(SUPPLIED MATERIAL begins)

PR #58, opened 2016-12-25
Jpeg Encoder Optimizations

antonfirsov:
## Jpeg Encoder Optimizations
- Refactored `JpegEncoderCore` to use `Block8x8F`
- Ported floating-point FDCT implementation from [dct_simd](https://github.com/norishigefukushima/dct_simd/blob/master/dct/dct8x8_simd.cpp)
- Refactored `ToYCbCr` to use `PixelArea<TColor>`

(SUPPLIED MATERIAL ends)

TASK DETAILS
Every line of the material needs to be returned exactly.

RESULT OF THE EXERCISE
PR #58, opened 2016-12-25
Jpeg Encoder Optimizations

antonfirsov:
## Jpeg Encoder Optimizations
- Refactored `JpegEncoderCore` to use `Block8x8F`
- Ported floating-point FDCT implementation from [dct_simd](https://github.com/norishigefukushima/dct_simd/blob/master/dct/dct8x8_simd.cpp)
- Refactored `ToYCbCr` to use `PixelArea<TColor>`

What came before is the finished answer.